START MATERIAL FOR THIS TASK

Issue #2128, opened 2017-08-08
Regression: no longer displaying RWD-generated AoI when too large to analyze 


ajrobbins:
Currently, RWD works correctly to delineate large watersheds, like this one in the Mississippi Delta. However, if it's too large to analyze, we aren't showing the delineated AoI shape like we did previously. 

(from prod)
![screen shot 2017-08-08 at 3 43 41 pm](https://user-images.githubusercontent.com/12868342/29091317-9468e4a4-7c50-11e7-8e18-8871aacb8d0b.png)

Expected behavior: Delineated AoI is shown on the map, but masked out with the AoI size warning on top.

PR #2171, opened 2017-08-22
Keep invalid RWD AoI on map

mmcfarland:
## Overview

Previous behavior allowed the AoI generated via RWD to remain displayed
on the map, even if it was invalid for analysis and modelling.  In a
recent refactor, this behavior was lost.  This commit restores the
functionality by allowing options to the reset function, based on the
feature invoking it.

Connects #2128 

### Demo

screenshot from 2017-08-22 09 51 24

screenshot from 2017-08-22 09 51 35

### Notes

This was a result of some code consolidation around the various draw tools commited in https://github.com/WikiWatershed/model-my-watershed/commit/b1efa4f80ed9858f6d62c745b41d6f0372ddc9d4

## Testing Instructions

* Ensure RWD data are loaded in your VM
* `./scripts/bundle.sh --debug`
* Attempt to delineate a watershed which will be too large to analyze.  I use a spot along the Illinois River, a few miles upstream from St. Louis.
* Ensure that the shape is preserved after dismissing the warning
* Ensure that selecting another draw mechanism clears the AoI and point markers
* Ensure that other draw methods still function appropriately

### DIFF
--- a/src/mmw/js/src/draw/views.js
+++ b/src/mmw/js/src/draw/views.js
@@ -172,9 +172,12 @@ var DrawWindow = Marionette.LayoutView.extend({
 
     onShow: function() {
         var self = this,
-            resetDrawingState = function() {
-                self.resetDrawingState();
-            };
+            resetRwdDrawingState = function() {
+                self.resetDrawingState({
+                    clearOnFailure: false
+                });
+            },
+            resetDrawingState = _.bind(self.resetDrawingState, self);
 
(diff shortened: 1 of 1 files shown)


kellyi:
This is working well!

screen shot 2017-08-22 at 1 30 51 pm

For future reference it looks like points on this spot just west of King, Illinois can reliably generate huge RWD shapes:

screen shot 2017-08-22 at 1 31 17 pm

Issue #2136, opened 2017-08-10
Clicking on search result map marker should open popup


ajrobbins:
From wireframes, slide 20 https://marvelapp.com/5a66caa/screen/29866796

Currently, clicking on one of the points (WDC) or polygons (CINERGI, HydroShare) that appear on the map after a search does not do anything. Clicking on a map marker should open a popup:

![screen shot 2017-08-10 at 1 16 46 pm](https://user-images.githubusercontent.com/12868342/29182799-32438c96-7dce-11e7-9619-20515a259c7d.png)

Popup should include title, date, and button/link to result detail page.

Issue #1950, opened 2017-06-06
Include properties in BiG CZ GeoJSON results


kdeloach:
Instead of returning a list of results which contain GeoJSON fields, we may to return a  GeoJSON collection with properties. This would simplify interactions between the sidebar and map on the frontend by reducing the amount of data transformations needed.

For example, instead of:

```json
{
   "catalog":"cinergi",
   "count":1,
   "results":[
      {
         "id":"edc761d4fe734000ba0ba228867ae9cc",
         "title":"Tropospheric Emission Spectrometer (TES) Data and Information",
         "description":"...",
         "links":[...],
         "created_at":"2017-03-17T17:14:29.817000Z",
         "updated_at":"2017-01-13T23:01:16Z",
         "geom":{
            "type":"Polygon",
            "coordinates":[...]
         }
      }
   ]
}
```

we could to:

```json
{
   "catalog":"cinergi",
   "count":1,
   "results":[
      {
         "type":"Polygon",
         "coordinates":[...],
         "properties": {
            "id":"edc761d4fe734000ba0ba228867ae9cc",
            "title":"Tropospheric Emission Spectrometer (TES) Data and Information",
            "description":"...",
            "links":[...],
            "created_at":"2017-03-17T17:14:29.817000Z",
            "updated_at":"2017-01-13T23:01:16Z"
         }
      }
   ]
}
```

We just need to think about how to handle results with unavailable geometries (ex. HydroShare).

Ref: https://github.com/WikiWatershed/model-my-watershed/pull/1948/commits/317528a86568925fc85cc993ab28ceff1bf4a00d

rajadain:
Commenting to subscribe to this thread and get email notifications.

PR #2173, opened 2017-08-22
BiG-CZ Map Popups

arottersman:
## Overview
Adds popovers to the BiG-CZ results we display on the map (Currently CINERGI and WDC). 

**Wireframe**
screen shot 2017-08-22 at 11 18 33 am

Connects #2136 

### Demo

screen shot 2017-08-22 at 11 10 47 am
screen shot 2017-08-22 at 11 11 20 am

th8cajmzhy

### Notes
1. The wireframes don't reflect the actual data for the catalogs, so I just reused the `ResultView` for the popups while we determine what they should contain
2. The interaction for opening a CINERGI popup is weird because you have to click the skinny boundary line. Clicking the inside of the boundaries would also be bad though; boundaries overlap.
3. I didn't match the wireframe "detail" button exactly because setting it to `ui-secondary` seemed much to dark on the white background
3. Refactored the enter-detail-mode triggering to allow the popup access

## Testing Instructions

 * Pull and `bundle`. There are style changes, make sure the sass compiles.
 * Get results for the three tabs by searching something like `water` 
    - Confirm you can still open the details from the sidebar from all three catalogs
    - Confirm if you click on a Cinergi map boundary, its corresponding popup opens and you can use its details button
    - Confirm the same for the WDC points


src/mmw/js/src/data_catalog/models.js
```diff
@@ -190,13 +199,53 @@ var Results = Backbone.Collection.extend({
...
+            // and those that intersect the area of interest (CINERGI and CUAHSI).
+            filteredResults = _.filter(data.results, function(r) {
+                return r.geom === null || turfIntersect(aoi, r.geom) !== undefined;
+            });
+
+        // Add the result's id onto the geojson's geom so the map can keep
+        // track of which shape came from where
+        return _.map(filteredResults, function(r) {
+            if (r.geom) {
+                r.geom.properties = {
```
arottersman: We could do this on the backend as well, but if we end up exposing the API, our users might not want the duplicate data clogging up the response.

jfrankl:
When the user clicks on "details" in the popup, the popup should close. Other than that, this is good to go!

FYI, @ajrobbins and I have another concept for the bounding box interaction. We'll write that up in a separate issue.

rajadain:
Waiting for a fixup to come in for the hover issue discussed IRL. Otherwise:

 * I like the popups, and agree that reusing the Result View for this purpose. We should remove the hover interaction of the ResultView in this case.
 * Clicking on the edge of CINERGI results feels a little odd. Good enough for now, but we discussed the possibility of sorting the items on the map to keep the smallest at the top, so you _could_ click on an inside area and it will select the smallest / most locally relevant one. This can be attempted later.
 * When we go into the details view, the map element should be highlighted until the user goes back. I remember there being some discussion of hiding all other map elements, keeping only the selected one, in the details view, but highlighting the selected one seems like an easy thing to do at this stage.

arottersman:
Pushed a commit to modify the highlight behavior.

One quirk is in the details page you can still open additional popups, and they will highlight.

rajadain:
I created #2181 for all the hover issues, even some found herein, so I think this is good to merge. Just going to take a quick peek over the code now.

arottersman:
Thanks, those are good ideas for the hovering. I think it might take some time to get the interactions right, so I'm all for deferring.

src/mmw/js/src/data_catalog/models.js
rajadain: If we ever did #1950 it would assist with this. For now I think this is fine.

arottersman:
Thanks! Going to merge.

PR #3354, opened 2020-07-20
Shippensburg Land Projections: Proportion land cover distribution to match

rajadain:
## Overview

The raw land cover numbers from the Drexel API don't match our internal NLCD 2011 numbers, and were slightly off, resulting in the user having to manually reconcile in the front-end.

Since these are future projections, the individual raw numbers are not the main feature, rather the distribution as a whole. By attuning it to the existing total, we ensure that the new distribution still reflects the forecasts but adds up to the same total, resulting in a more fluid experience.

Connects #3333 

## Testing Instructions

* Check out this PR and `bundle`
* Go to [:8000/](http://localhost:8000/) and select a shape within the DRB
* Create a Mapshed project with it. Add changes to the area.
* Open the Land Cover Modification dialog
* Select a preset
  - [ ] Ensure you don't have to manually adjust the values to get the total to match

### DIFF
--- a/src/mmw/js/src/modeling/gwlfe/entry/views.js
+++ b/src/mmw/js/src/modeling/gwlfe/entry/views.js
@@ -135,7 +135,14 @@ var LandCoverModal = modalViews.ModalBaseView.extend({
                                 acc[category.nlcd] = category.area;
                                 return acc;
                             }, {}),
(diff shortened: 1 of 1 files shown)


rajadain:
Thanks for taking a look!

END MATERIAL FOR THIS TASK

Transcribe, word for word, the data above from its first line through the line with "shot 2017-08-08 at", and include nothing else.

Issue #2128, opened 2017-08-08
Regression: no longer displaying RWD-generated AoI when too large to analyze 


ajrobbins:
Currently, RWD works correctly to delineate large watersheds, like this one in the Mississippi Delta. However, if it's too large to analyze, we aren't showing the delineated AoI shape like we did previously. 

(from prod)
![screen shot 2017-08-08 at 3 43 41 pm](https://user-images.githubusercontent.com/12868342/29091317-9468e4a4-7c50-11e7-8e18-8871aacb8d0b.png)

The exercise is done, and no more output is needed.